Incidence rate ratio, mortality for black

versus white patients for separate age groups.

And you can see, the incidence rate ratio comparing blacks

to whites is higher for blacks, to whites, and statistically significantly

so in the younger ages, but then it changes direction in the older ages.

Being black is protective mortality amongst those on dialysis.

And this is a phenomenon we'll get to in the second term called interaction.

The relationship between the outcome in one thing, race and

mortality, depends on the level of another thing, which is age.

But what they've done is they've actually

plotted these confidence intervals and points even

though they labeled this with a ratio value, it's actually on the log scale.

And so for example, it's not quite that evident with

numbers that are so close to one making up the

axes, but if you look at the distance between 0.75

and one, it's equal to the distance between 0.1 and 1.33.

I can't draw this very accurately, because those log

distance is the same.

So this helps keep the graphics a little more honest in terms

of the relative precisions of these

estimates, we're not now getting a distortion.

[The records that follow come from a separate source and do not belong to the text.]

PR #3811, opened 2019-04-26
Better did-margin-change check

### LINKED ISSUE #3561: Automargin regression since 1.44.2 ?

etpinard:
which hopefully should be enough to fix #3561 

cc @plotly/plotly_js

### DIFF
--- a/src/plot_api/plot_api.js
+++ b/src/plot_api/plot_api.js
@@ -198,7 +198,7 @@ function plot(gd, data, layout, config) {
      * start async-friendly code - now we're actually drawing things
      */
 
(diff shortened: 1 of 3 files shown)


archmoj:
@etpinard thanks for the fix.
:dancer:

PR #3817, opened 2019-04-29
Funnel traces

### LINKED ISSUE #3117: Inside Bar Text Automatically Rotates
With a stacked bar chart, when a part of the stack becomes too small, inside positioned text automatically rotates 90 degrees. It would be useful to be able to control whether or not the text rotates.

archmoj:
This PR adds 'bar-like' `funnel` traces on Cartesian coordinates towards addressing #3504.
It would also add two `insidetext` features to `waterfall`, `bar` & `histogram` which help control the (`none` | `auto`) rotation and (`start` | `middle` | `end`) anchor position of those trace types (i.e. to fix #3117) as well as `funnel` traces . 

[Example codepen](https://codepen.io/MojtabaSamimi/pen/BEEYvd?editors=0010).

@plotly/plotly_js


src/components/drawing/index.js
```diff
@@ -110,8 +110,10 @@ drawing.hideOutsideRangePoints = function(traceGroups, subplot) {
         var trace = d[0].trace;
         var xcalendar = trace.xcalendar;
         var ycalendar = trace.ycalendar;
-        var selector = trace.type === 'bar' ? '.bartext' :
+        var selector =
```
etpinard: Non-blocking (so feel free to ignore), but maybe we could clean this up by adding a field on `trace._module` (i.e. on trace `index.js` exports) e.g. 

```js
// in bar/index.js

module.exports = {
  // ...
  hideOutsideRangeSelector: '.bartext'
};
```

src/traces/bar/attributes.js
```diff
@@ -86,6 +86,28 @@ module.exports = {
...
+    insidetextrotate: {
+        valType: 'enumerated',
+        values: ['auto', 'none'],
+        dflt: 'auto',
+        role: 'info',
+        editType: 'plot',
+        description: [
+            'Determines if texts could automatically be rotated to fit inside bars in `textposition` *inside* mode.'
+        ].join(' ')
+    },
```
etpinard: We'll need approval from @plotly/plotly_js and @nicolaskruchten for these new bar/waterfall/funnel attributes (perhaps during this week's meeting).

I'm a fan of `insidetextanchor` :ok_hand:  

For `insidetextrotate`, perhaps `textangle` (as proposed in https://github.com/plotly/plotly.js/issues/3117) would be better. If implementing a general `textangle` behavior would take too long, we could start with implementing an _enumerated_ `textangle` with values `auto`, `0` and `90`.

src/traces/funnel/attributes.js
```diff
@@ -0,0 +1,85 @@
...
+    offset: barAttrs.offset,
+    width: barAttrs.width,
+
+    marker: barAttrs.marker,
+
+    connector: {
+        fillcolor: {
+            valType: 'color',
+            role: 'style',
+            editType: 'plot', // TODO: could we set this to 'style' ?
```
etpinard: Yes, but make sure to add a jasmine test to :lock: the behaviour down.

src/traces/funnel/calc.js
```diff
@@ -0,0 +1,89 @@
...
+    } else {
+        size = ya.makeCalcdata(trace, 'y');
+        pos = xa.makeCalcdata(trace, 'x');
+    }
+
+    // create the "calculated data" to plot
+    var serieslen = Math.min(pos.length, size.length);
+    var cd = new Array(serieslen);
+
+    trace._base = [];
```
etpinard: Maybe add comment above this line to describe how `_base` is different than `base` for funnel traces?

src/traces/funnel/cross_trace_calc.js
```diff
@@ -0,0 +1,74 @@
...
+            _axisMatchGroups: fullLayout._axisMatchGroups,
+            _alignmentOpts: fullLayout._alignmentOpts,
+            barmode: fullLayout.funnelmode,
+            barnorm: fullLayout.funnelnorm,
+            bargap: fullLayout.funnelgap,
+            bargroupgap: fullLayout.funnelgroupgap
+        }
+    };
+
+    setGroupPositions(mockGd, xa, ya, funnelsVert);
```
etpinard: Next non-blocking clean-up opportunity: instead of creating a "mock" `gd` object here and for `waterfall` and `barpolar`, we should make `setGroupPosition` accept an `opts` option container with keys `mode`, `norm`, `gap` and `groupgap`. 

Again, this is non-blocking.

src/traces/funnel/defaults.js
```diff
@@ -0,0 +1,79 @@
...
+
+    handleText(traceIn, traceOut, layout, coerce, false);
+
+    coerce('marker.color', defaultColor);
+    coerce('marker.line.color', Color.defaultLine);
+    coerce('marker.line.width');
+
+    var connectorVisible = coerce('connector.visible');
+    if(connectorVisible) {
+        coerce('connector.fillcolor', Color.addOpacity(defaultColor, 0.5));
```
etpinard: I'm a fan of this, but we should probably double-check with @plotly/plotly_js and @nicolaskruchten

src/traces/funnel/attributes.js
```diff
@@ -0,0 +1,85 @@
...
+    textfont: barAttrs.textfont,
+    insidetextfont: barAttrs.insidetextfont,
+    outsidetextfont: barAttrs.outsidetextfont,
+    constraintext: barAttrs.constraintext,
+
+    cliponaxis: barAttrs.cliponaxis,
+    orientation: barAttrs.orientation,
+
+    offset: barAttrs.offset,
+    width: barAttrs.width,
```
etpinard: `offset` and `width` seems to _work_ correctly, but I'd vote for removing them. I can't think of a scenario where a user would want to set these attributes.

test/image/mocks/blank-bar-outsidetext_horizontal.json
```diff
@@ -0,0 +1,33 @@
+{
+  "data": [
+    {
+      "type": "bar",
```
etpinard: Thanks for improving test coverage here! Could you combine these horizontal traces in mock into `blank-bar-outsidetext.json` in a separate subplot? That way we won't introduce too many new mocks

src/traces/funnel/defaults.js
```diff
@@ -0,0 +1,79 @@
...
+
+            handleGroupingDefaults(traceIn, traceOut, fullLayout, coerce);
+        }
+    }
+}
+
+module.exports = {
+    supplyDefaults: supplyDefaults,
+    crossTraceDefaults: crossTraceDefaults,
+    handleGroupingDefaults: handleGroupingDefaults
```
etpinard: We don't need to export this `handleGroupingDefaults`, right?

src/traces/funnel/plot.js
```diff
@@ -0,0 +1,154 @@
...
+        var group = Lib.ensureSingle(plotGroup, 'g', 'regions');
+
+        if(!trace.connector || !trace.connector.visible) {
+            group.remove();
+            return;
+        }
+
+        var isHorizontal = (trace.orientation === 'h');
+
+        if(!plotinfo.isRangePlot) cd0.node3 = plotGroup;
```
etpinard: We shouldn't need this line here. `node3` should be already linked up in `barPlot`.

src/traces/funnel/style.js
```diff
@@ -0,0 +1,60 @@
...
+
+        gTrace.selectAll('.point > path').each(function(di) {
+            if(!di.isBlank) {
+                var cont = trace.marker;
+
+                d3.select(this)
+                    .call(Color.fill, di.mc || cont.color)
+                    .call(Color.stroke, di.mlc || cont.line.color)
+                    .call(Drawing.dashLine, cont.line.dash, di.mlw || cont.line.width)
+                    .style('opacity', trace.selectedpoints && !di.selected ? 0.3 : 1);
```
etpinard: For bonus points, as `funnel` have (only) one `marker` style container, it should be relatively easy to implement `[un]selected.marker` styles like bar traces have:

https://github.com/plotly/plotly.js/blob/adf9bee14a8badcb5b2f49065fd594623421c82e/src/traces/bar/attributes.js#L199-L216

Maybe you can come back to when `funnelarea` is completed.

test/image/mocks/funnel_11.json
```diff
@@ -0,0 +1,249 @@
+{
+    "data": [
```
etpinard: It doesn't look this mock locks down anything special. Could you remove it?

test/image/mocks/funnel_and_bar.json
```diff
@@ -0,0 +1,55 @@
+{
+    "data": [
```
etpinard: Looks like there's already one pretty complete `funnel_axis_with_other_traces` mock. Can we remove `funnel_and_bar`, `funnel_and_histogram` and `funnel_line`? Or do these mocks lock down something in particular?

archmoj: Yes we can remove funnel and `bar`, `waterfall` and `line` but not the `histogram` for the moment.
I don't know why the histogram didn't properly show up on `funnel_axis_with_other_traces` setup.

archmoj: [Codepen](https://codepen.io/MojtabaSamimi/pen/eoojYo?editors=0010) please notice how the orange `histogram` has bars of equal size!

src/plots/cartesian/layout_defaults.js
```diff
@@ -93,6 +99,80 @@ module.exports = function supplyLayoutDefaults(layoutIn, layoutOut, fullData) {
...
+        return (trace.xaxis) ? id2name(trace.xaxis) : undefined; // TODO: why these should be left undefined?
+    }
+
+    function getYname() {
+        return (trace.yaxis) ? id2name(trace.yaxis) : undefined; // TODO: why these should be left undefined?
+    }
+
+    function includesOnly(desiredType, xaNameIn, yaNameIn) {
+        var result = false;
+        for(var k = 0; k < fullData.length; k++) {
```
etpinard: Hmm. Am I seeing this right, we could `O(fullData.length^2)` loops? Is that really necessary to detect if all traces on a given axis are `funnel` traces. Am I missing something?

src/traces/bar/plot.js
```diff
@@ -530,5 +519,32 @@ function calcTextinfo(calcTrace, index, xa, ya) {
         if(hasFlag('final')) text.push(formatNumber(final));
     }
 
+    if(trace.type === 'funnel') {
+        if(hasFlag('value')) text.push(formatNumber(cdi.s));
```
etpinard: Do we have a mock testing `arrayOk` `textinfo` settings?

src/traces/bar/plot.js
```diff
@@ -530,5 +519,32 @@ function calcTextinfo(calcTrace, index, xa, ya) {
...
+            if(hasMultiplePercents) tx += ' of initial';
+            text.push(tx);
+        }
+        if(hasFlag('percent previous')) {
+            tx = formatNumber(Math.round(100 * cdi.difR), true) + '%';
+            if(hasMultiplePercents) tx += ' of previous';
+            text.push(tx);
+        }
+        if(hasFlag('percent total')) {
+            tx = formatNumber(Math.round(100 * cdi.sumR), true) + '%';
```
etpinard: Why are you using the `hover:true` option here?

archmoj: Otherwise the correct text didn't show up possibly related to the hidden axis?

etpinard: > Otherwise the correct text didn't show up possibly related to the hidden axis?

Probably because we don't coerce `tickformat`, `ticksuffix` and `tickprefix` when `ax.visible: false`. We should fix that.

test/image/mocks/funnel_axis.json
```diff
@@ -0,0 +1,143 @@
...
+            "xaxis": "x4",
+            "yaxis": "y4"
+        }
+    ],
+    "layout": {
+        "width": 800,
+        "height": 800,
+        "dragmode": "pan",
+        "xaxis": {
+            "type": "category",
```
etpinard: You should need to set `type: 'category'` in these mocks. Please :hocho:

test/image/mocks/funnel_axis.json
```diff
@@ -0,0 +1,143 @@
...
+        },
+        "yaxis3": {
+            "type": "category",
+            "domain": [
+                0.52,
+                1
+            ],
+            "autorange": "reversed"
+        },
+        "yaxis4": {
```
etpinard: Oh, when dragging this subplot

Peek 2019-04-29 17-41

I get:

image

test/image/mocks/funnel_axis_with_other_traces.json
```diff
@@ -0,0 +1,196 @@
...
+        "xaxis": {
+            "type": "category",
+            "domain": [
+                0,
+                0.48
+            ],
+            "autorange": true
+        },
+        "xaxis2": {
+            "type": "category",
```
etpinard: I _think_ you're missing `anchor` settings in this mock to make the y-axis labels not show up on top of one another.

We should have:

```
layout.xaxis2.anchor: 'y2'
layout.yaxis2.anchor: 'x2'
layout.xaxis3.anchor: 'y3'
layout.yaxis3.anchor: 'x3'
layout.xaxis4.anchor: 'y4'
layout.yaxis4.anchor: 'x3'
```

test/image/mocks/funnel_axis_with_other_traces.json
```diff
@@ -0,0 +1,196 @@
...
+                1
+            ],
+            "autorange": true
+        },
+        "xaxis3": {
+            "domain": [
+                0,
+                0.48
+            ],
+            "autorange": true
```
etpinard: ... and no need to set `autorange: true` for all these axes. It is the default.

test/image/mocks/funnel_cliponaxis-false.json
```diff
@@ -0,0 +1,109 @@
...
+  "layout": {
+	"funnelmode": "overlay",
+	"legend": {
+      "x": 0.5,
+      "xanchor": "center",
+      "y": -0.05,
+      "yanchor": "top"
+	},
+    "xaxis": {
+      "showline": true,
```
etpinard: Nice touch here - this makes that mock more much meaningful :trophy:

src/traces/funnel/hover.js
```diff
@@ -0,0 +1,57 @@
...
+    point.extraText = [
+        formatNumber(0.1 * (Math.round(1000 * di.begR))) + '% of initial',
+        formatNumber(0.1 * (Math.round(1000 * di.difR))) + '% of previous',
+        formatNumber(0.1 * (Math.round(1000 * di.sumR))) + '% of total'
+    ].join('<br>');
+    // TODO: Should we use pieHelpers.formatPieValue instead ?
+
+    point.color = getTraceColor(trace, di);
+
+    return [point];
```
etpinard: Peek 2019-04-29 17-50


I think the default hover label looks a little cluttered. Maybe we shouldn't show that position label and/or show 2 of those 3 percentages?

src/traces/funnel/layout_attributes.js
```diff
@@ -0,0 +1,64 @@
...
+            'Determines how bars at the same location coordinate',
+            'are displayed on the graph.',
+            'With *stack*, the bars are stacked on top of one another',
+            'With *group*, the bars are plotted next to one another',
+            'centered around the shared location.',
+            'With *overlay*, the bars are plotted over one another,',
+            'you might need to an *opacity* to see multiple bars.'
+        ].join(' ')
+    },
+    funnelnorm: {
```
etpinard: I don't think there's a single mock locking down `funnelnorm` at the moment, could you add one (unless I missed it)?

test/image/mocks/funnel_horizontal_stack_basic.json
```diff
@@ -0,0 +1,62 @@
+{
+    "data": [
+        {
+            "name": "plotly.js",
```
etpinard: Something looks off in the blue hover label path:

Peek 2019-04-29 17-55


This is probably not related to your work, can you confirm that `bar` traces show the same problem?

test/jasmine/tests/select_test.js
```diff
@@ -2192,6 +2192,75 @@ describe('Test select box and lasso per trace:', function() {
         .then(done);
     });
 
+    it('@noCI @flaky should work for funnel traces', function(done) {
```
etpinard: Funnel traces should probably have special `selectPoints` logic. Instead of selecting bars by their mid-position pt at full height, we should probably use their mid-position pt at **mid** height.

test/jasmine/tests/funnel_test.js
```diff
@@ -0,0 +1,1719 @@
...
+            return Plotly.restyle(gd, 'connector.visible', true);
+        })
+        .then(function() {
+            _assertNumberOfFunnelConnectorNodes(4);
+        })
+        .catch(failTest)
+        .then(done);
+    });
+
+    it('should be able to deal with blank bars on transform', function(done) {
```
etpinard: :sos: This one will conflict with https://github.com/plotly/plotly.js/pull/3766

test/image/mocks/funnel_11.json
etpinard: Ha I see you're using this mock in the hover tests. It's ok to keep it.

test/image/mocks/funnel_and_bar.json
etpinard: > I don't know why the histogram didn't properly show up on

_not_ probably as in the histogram bars have gaps in-between them?

etpinard: Oh no it's worse, the histogram bar height are wrong. It must be a conflict between the `bar` and `bar-like` categories.

src/traces/funnel/attributes.js
archmoj: TBD cc: @nicolaskruchten @alexcjohnson

src/traces/funnel/calc.js
archmoj: Good call. Done in 4fb5a2b166d7cfeda81a1783c71b1d550c0760ca.

src/traces/funnel/cross_trace_calc.js
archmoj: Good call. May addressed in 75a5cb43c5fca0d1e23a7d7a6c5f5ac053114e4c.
PR #3819, opened 2019-04-29
reduce plot api imports

archmoj:
Refactoring plot_api files (i.e. excluding `plot_api.js`) to reduce imported functions and help increase code readability.

@etpinard

### DIFF
--- a/src/plot_api/helpers.js
+++ b/src/plot_api/helpers.js
@@ -12,15 +12,15 @@
 var isNumeric = require('fast-isnumeric');
 var m4FromQuat = require('gl-mat4/fromQuat');
 
-var Registry = require('../registry');
 var Lib = require('../lib');
-var Plots = require('../plots/plots');
-var AxisIds = require('../plots/cartesian/axis_ids');
+var subplotsRegistry = require('../plots/plots').subplotsRegistry;
 var Color = require('../components/color');
 
-var cleanId = AxisIds.cleanId;
-var getFromTrace = AxisIds.getFromTrace;
-var traceIs = Registry.traceIs;
+var cleanId = require('../plots/cartesian/axis_ids').cleanId;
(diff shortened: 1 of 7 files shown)


etpinard:
To be honest @archmoj, I don't see how this makes our code more _readable_.

I agree our import/export statements could be standardised better, but I think we can wait when we'll make a push for ES6 to spend time on this.

etpinard:
@archmoj ok to close this thing?

archmoj:
> To be honest @archmoj, I don't see how this makes our code more _readable_.
> 
> I agree our import/export statements could be standardised better, but I think we can wait when we'll make a push for ES6 to spend time on this.

Your call. 
Anyway here is one example if one searches for `isPlainObject` in https://github.com/plotly/plotly.js/blob/b6503ac2682bab35e7e6949696a7ce029cba00da/src/plot_api/plot_schema.js there are two ways which is called i.e. with/without `Lib.`.

etpinard:
Ok, I agree the patch you made to `plot_schema.js` is :ok_hand:

src/plot_api/helpers.js
```diff
@@ -12,15 +12,15 @@
 var isNumeric = require('fast-isnumeric');
 var m4FromQuat = require('gl-mat4/fromQuat');
 
-var Registry = require('../registry');
 var Lib = require('../lib');
-var Plots = require('../plots/plots');
-var AxisIds = require('../plots/cartesian/axis_ids');
+var subplotsRegistry = require('../plots/plots').subplotsRegistry;
```
archmoj: The only function used from `Plots` in this file is `subplotsRegistry`.

etpinard: Is there a way to enforce this _rule_ using eslint? If not, than we don't _need_ to do this.

Issue #3824, opened 2019-05-01
Using "update" method in button created using updatemenus removes the modebar


hashimmoosavi:
The issue can be reproduced on the Plotly website itself. Navigate to https://plot.ly/javascript/custom-buttons/#update-button

When you hover over the chart, you can view the modebar. 

<img width="773" alt="Screen Shot 2019-05-01 at 11 57 30 AM" src="https://user-images.githubusercontent.com/3678012/57011067-83e6f400-6c08-11e9-9930-eee87e681463.png">

When you click on any button, the modebar disappears.

<img width="817" alt="Screen Shot 2019-05-01 at 11 57 40 AM" src="https://user-images.githubusercontent.com/3678012/57011080-8d705c00-6c08-11e9-8112-a60355b5b8aa.png">

etpinard:
Thanks for reporting!

etpinard:
The report feels similar to https://github.com/plotly/plotly.js/issues/3809

This is probably a side-effect of #3589

sermeor:
I know the issue is closed, but it happens the same when using restyle method, which can be seen in the demos online (https://plotly.com/javascript/custom-buttons/). I was wondering if that can also be fixed?

PR #3825, opened 2019-05-01
Plotly.update replot fixes

etpinard:
fixes https://github.com/plotly/plotly.js/issues/3824 

-----------

`Plotly.update` calls like

```js
Plotly.update(gd, {visible: false}, {annotations: [{text: 'a'}]});
```

that lead to restyle flag `fullReplot:true` and relayout flag `layoutReplot:true` erroneously resulted in a [`makePlotFramework`](https://github.com/plotly/plotly.js/blob/adf9bee14a8badcb5b2f49065fd594623421c82e/src/plot_api/plot_api.js#L3679-L3813) call, which (among other things) cleared the modebar container (added in https://github.com/plotly/plotly.js/pull/3589).

In brief, `makePlotFramework` on "empty" graph divs, I suspect other `Plotly.update` bugs went undetected because of this.

--------------

cc @plotly/plotly_js I'll ask @antoinerg to review this thing. Thanks!

### DIFF
--- a/src/plot_api/plot_api.js
+++ b/src/plot_api/plot_api.js
@@ -2362,20 +2362,12 @@ function update(gd, traceUpdate, layoutUpdate, _traces) {
     // fill in redraw sequence
     var seq = [];
 
-    if(restyleFlags.fullReplot && relayoutFlags.layoutReplot) {
-        var data = gd.data;
-        var layout = gd.layout;
-
-        // clear existing data/layout on gd
-        // so that Plotly.plot doesn't try to extend them
-        gd.data = undefined;
-        gd.layout = undefined;
-
-        seq.push(function() { return exports.plot(gd, data, layout); });
+    if(relayoutFlags.layoutReplot) {
+        // N.B. works fine when both
+        // relayoutFlags.layoutReplot and restyleFlags.fullReplot are true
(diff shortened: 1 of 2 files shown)


src/plot_api/plot_api.js
```diff
@@ -2362,20 +2362,12 @@ function update(gd, traceUpdate, layoutUpdate, _traces) {
...
     var seq = [];
 
-    if(restyleFlags.fullReplot && relayoutFlags.layoutReplot) {
-        var data = gd.data;
-        var layout = gd.layout;
-
-        // clear existing data/layout on gd
-        // so that Plotly.plot doesn't try to extend them
-        gd.data = undefined;
-        gd.layout = undefined;
```
etpinard: **N.B.** This block was added in https://github.com/plotly/plotly.js/commit/9bad6082b5e1a91d43c17c6c8b12c0b683d71e2a - with proper test coverage.

antoinerg:
Codepen after the fix: https://codepen.io/antoinerg/pen/YbyevG

Looks good to me :dancer:

sermeor:
I know the issue is closed, but it happens the same when using **restyle method**, which can be seen in the demos online (https://plotly.com/javascript/custom-buttons/). I was wondering if that can also be fixed?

And incomparable precision between ratios greater than one, and

ratios less than one, because of that unequal scaling.

What we see here is that these precision bars

are comparable.

And we have less precision in the younger ages than the older ages.

So in summary, sometimes you'll see ratios and

their confidence level is presented on the log scale.

Ideally they'll do what the authors of the previous paper

did and relabel it with the actual corresponding ratio values and

just scale it relative to the log distance so that you

don't have to exponentiate you know the axes values to actually

get the ratios.

But this is a nice way to display things such that it keeps the comparability

of both the size of the estimates and the interval widths.

It allows us to compare them across values that are greater than one and less

than one without that distortion occurring because of

the unequal ranges on the ratio scale itself.